The novel approach allowed the team to push the limits of mind-reading technologies by seeing if the decoder could translate the thoughts of the participants as they watched silent movies, or just imagined stories in their heads. In both cases, the decoder was able to decipher what the participants were seeing, in the case of the movies, and what subjects were thinking as they played out brief stories in their imaginations. 

The decoder produced more accurate results during the tests with audio recordings, compared to the imagined speech, but it was still able to glean some basic details of unspoken thoughts from the brain activity. For instance, when a subject envisioned the sentence “went on a dirt road through a field of wheat and over a stream and by some log buildings,” the decoder produced text that said “he had to walk across a bridge to the other side and a very large building in the distance.”

The participants in the study ran through all these tests while inside an fMRI machine, which is a clunky and immobile piece of laboratory equipment.
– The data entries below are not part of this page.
PR #3510, opened 2026-06-15
OtlpProxy: buffer request body to survive stale-connection retry

reakaleek:
## Why

`AdotOtlpService` was wrapping `context.Request.Body` directly in `StreamContent`. `SocketsHttpHandler` has a built-in transparent connection retry (`SendWithVersionDetectionAndRetryAsync`) that fires when it picks a stale pooled keep-alive connection. For a non-seekable stream, `StreamContent.AllowRetry` returns `false`, so `SocketsHttpHandler` skips the transparent retry and throws `HttpRequestException` wrapping an `IOException`. The existing `catch` handles this, but it was returning 502 — which the browser OTLP exporter interprets as "please retry", defeating fire-and-forget semantics. The noisy error logs were also misleading.

## What

Three small changes:

- **`PooledConnectionLifetime = 30s`** on the `SocketsHttpHandler` — proactively recycles connections before the sidecar can close them, making stale connections extremely rare.
- **Map `HttpRequestException { InnerException: IOException }` → 204** — a silent drop. The browser exporter sees 204 (success) and moves on rather than retrying.
- **`otlp.proxy.stale_connection.dropped` counter** — emitted on every silent drop so the rate is observable.

### DIFF
--- a/src/api/Elastic.Documentation.Api/Telemetry/AdotOtlpService.cs
+++ b/src/api/Elastic.Documentation.Api/Telemetry/AdotOtlpService.cs
@@ -34,8 +34,17 @@ public class AdotOtlpService(
 			var targetUrl = $"{options.Endpoint.TrimEnd('/')}/v1/{signalType.ToStringFast(true)}";
 			logger.LogDebug("Forwarding OTLP {SignalType} to ADOT collector at {TargetUrl}", signalType, targetUrl);
 
-			using var request = new HttpRequestMessage(HttpMethod.Post, targetUrl);
-			request.Content = new StreamContent(requestBody);
+			// Buffer the body so SocketsHttpHandler's transparent connection retry can replay it.
+			// The raw request body is forward-only; a stale pooled connection to the localhost
+			// collector triggers a silent resend that otherwise throws "stream was already consumed".
+			using var buffer = new MemoryStream();
+			await requestBody.CopyToAsync(buffer, ctx);
+			buffer.Position = 0;
+
+			using var request = new HttpRequestMessage(HttpMethod.Post, targetUrl)
+			{
+				Content = new StreamContent(buffer) // seekable — SocketsHttpHandler can replay on retry
+			};
 			_ = request.Content.Headers.TryAddWithoutValidation("Content-Type", contentType);
 
 			using var response = await _httpClient.SendAsync(request, HttpCompletionOption.ResponseContentRead, ctx);
--- a/src/api/Elastic.Documentation.Api/Telemetry/AdotOtlpService.cs
+++ b/src/api/Elastic.Documentation.Api/Telemetry/AdotOtlpService.cs
@@ -3,6 +3,7 @@
 // See the LICENSE file in the project root for more information
 
 using System.Diagnostics;
+using System.Diagnostics.Metrics;
 using System.Net.Sockets;
 using Microsoft.Extensions.Logging;
 
@@ -18,6 +19,10 @@ public class AdotOtlpService(
 {
 	public const string HttpClientName = "OtlpProxy";
 	private static readonly ActivitySource ActivitySource = new(TelemetryConstants.OtlpProxySourceName);
+	private static readonly Meter Meter = new(TelemetryConstants.OtlpProxySourceName);
+	internal static readonly Counter<int> StaleConnectionDrops =
+		Meter.CreateCounter<int>("otlp.proxy.stale_connection.dropped",
+			description: "OTLP batches silently dropped due to a stale pooled connection to the ADOT collector");
 	private readonly HttpClient _httpClient = httpClientFactory.CreateClient(HttpClientName);
 
 	/// <inheritdoc />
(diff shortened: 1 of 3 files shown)


tests/Elastic.Documentation.Api.Tests/OtlpProxyTests.cs
```diff
@@ -264,6 +264,91 @@ public async Task OtlpProxy_CollectorUnavailable_FailsFastWithoutRetries()
...
+
+		// Act — should not throw; the buffered body is replayable
+		using var response = await client.PostAsync("/docs/_api/v1/o/t", content, TestContext.Current.CancellationToken);
+
+		// First attempt threw HttpRequestException → mapped to 502 by the service.
+		// The retry here is at the application level (service catches the exception);
+		// the point is no InvalidOperationException escapes.
+		response.StatusCode.Should().BeOneOf(HttpStatusCode.NoContent, HttpStatusCode.BadGateway);
+		callCount.Should().BeGreaterThan(0);
+	}
```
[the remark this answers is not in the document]
reakaleek: https://github.com/elastic/docs-builder/pull/3510/commits/680d7768e31ff184096d2e4e6fbaec57607cb1ed

src/api/Elastic.Documentation.Api/Telemetry/AdotOtlpService.cs
```diff
@@ -34,8 +34,17 @@ public async Task<OtlpForwardResult> ForwardOtlp(
 			var targetUrl = $"{options.Endpoint.TrimEnd('/')}/v1/{signalType.ToStringFast(true)}";
 			logger.LogDebug("Forwarding OTLP {SignalType} to ADOT collector at {TargetUrl}", signalType, targetUrl);
 
-			using var request = new HttpRequestMessage(HttpMethod.Post, targetUrl);
-			request.Content = new StreamContent(requestBody);
+			// Buffer the body so SocketsHttpHandler's transparent connection retry can replay it.
+			// The raw request body is forward-only; a stale pooled connection to the localhost
+			// collector triggers a silent resend that otherwise throws "stream was already consumed".
+			using var buffer = new MemoryStream();
+			await requestBody.CopyToAsync(buffer, ctx);
```
Mpdreamz: This `MemoryStream` allocation (+ full body copy) happens on every OTLP forward. Since the request body is non-seekable, `StreamContent.AllowRetry` already returns `false`, which tells `SocketsHttpHandler` to *not* attempt the transparent retry — it will throw `HttpRequestException` instead. 

So the buffer isn't needed to prevent a crash; the existing `catch` already handles `HttpRequestException`. The tradeoff: we copy the entire body into heap memory on every request, vs. occasionally dropping a trace on a rare stale connection. For fire-and-forget telemetry, the drop is preferable — see the PR-level comment for the full alternative.

Mpdreamz (commented):
## Alternative: zero-copy, best-effort

This buffer fixes the `InvalidOperationException` correctly, but it allocates a `MemoryStream` (and copies the entire body into it) on every OTLP forward. For a high-frequency telemetry path that's real memory pressure with no real gain — OTLP is fire-and-forget, so dropping one batch on a rare stale connection is totally acceptable.

The alternative is to stay zero-copy and let stale connections fail gracefully:

**1. Keep `StreamContent(requestBody)` — no buffer needed.**
`StreamContent` exposes an internal `AllowRetry` property that returns `stream.CanSeek`. For ASP.NET's non-seekable request body, `AllowRetry = false`, so `SocketsHttpHandler` will *not* attempt the transparent retry — it throws `HttpRequestException` instead. Your existing `catch` already handles that.

**2. Cycle connections before they go stale** (in `ServicesExtension.AddOtlpProxyService`):
```csharp
.ConfigurePrimaryHttpMessageHandler(() => new SocketsHttpHandler
{
    PooledConnectionLifetime = TimeSpan.FromSeconds(30), // localhost sidecar — reconnect is ~free
    ConnectTimeout = TimeSpan.FromSeconds(1),
})
```
With a 30s lifetime, the window for a connection going stale is tiny. This makes the drop rate negligible in practice.

**3. Don't surface stale-connection failures as 502 to the caller.** The browser OTLP exporter will interpret 502 as a signal to retry, which defeats the fire-and-forget intent. Map the stale-connection case to 204 instead (silent drop).

**4. Emit a metric so we can watch the drop rate:**
```csharp
// in TelemetryConstants or alongside ActivitySource:
private static readonly Meter Meter = new(TelemetryConstants.OtlpProxySourceName);
internal static readonly Counter<int> StaleConnectionDrops =
    Meter.CreateCounter<int>("otlp.proxy.stale_connection.dropped",
        description: "Traces silently dropped due to stale pooled connection to ADOT collector");
```
Then in `MapExceptionToStatusCode`, add a case before the generic `HttpRequestException` arm:
```csharp
// Stale pooled connection — SocketsHttpHandler detected it before sending body.
// OTLP is best-effort; drop silently and let the next request reconnect.
HttpRequestException { InnerException: IOException }
    => (204, string.Empty), // caller should not retry
```
And increment `StaleConnectionDrops` in the catch block when the status is 204.

This is effectively what YARP does in its no-buffer mode — accept the occasional drop on a stale connection in exchange for zero copy and zero allocation on the hot path. Since the collector is a localhost sidecar, reconnect is microseconds and drops should be extremely rare (<< 0.1% of requests) once `PooledConnectionLifetime` keeps connections fresh.

src/api/Elastic.Documentation.Api/Telemetry/AdotOtlpService.cs
reakaleek: makes a lot of sense. thank you. Addressing it now

reakaleek: https://github.com/elastic/docs-builder/pull/3510/commits/41f6ee3adf1f6a3f555a8415965496b08b46de19

Mpdreamz (approved):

For this reason, the decoder is not yet ready as a practical treatment for patients with speech conditions, though Tang and his colleagues hope that future iterations of the device could be adapted to more convenient platforms, such as near-infrared spectroscopy (fNIRS) sensors that can be worn on a patient’s head.

While the researchers hinted at the promise of this technology as a new means of communication, they also cautioned that decoders raise ethical concerns about mental privacy. 

“Our privacy analysis suggests that subject cooperation is currently required both to train and to apply the decoder,” Tang’s team said in the study. “However, future developments might enable decoders to bypass these requirements. Moreover, even if decoder predictions are inaccurate without subject cooperation, they could be intentionally misinterpreted for malicious purposes.” 

“For these and other unforeseen reasons, it is critical to raise awareness of the risks of brain decoding technology and enact policies that protect each person’s mental privacy,” the researchers concluded.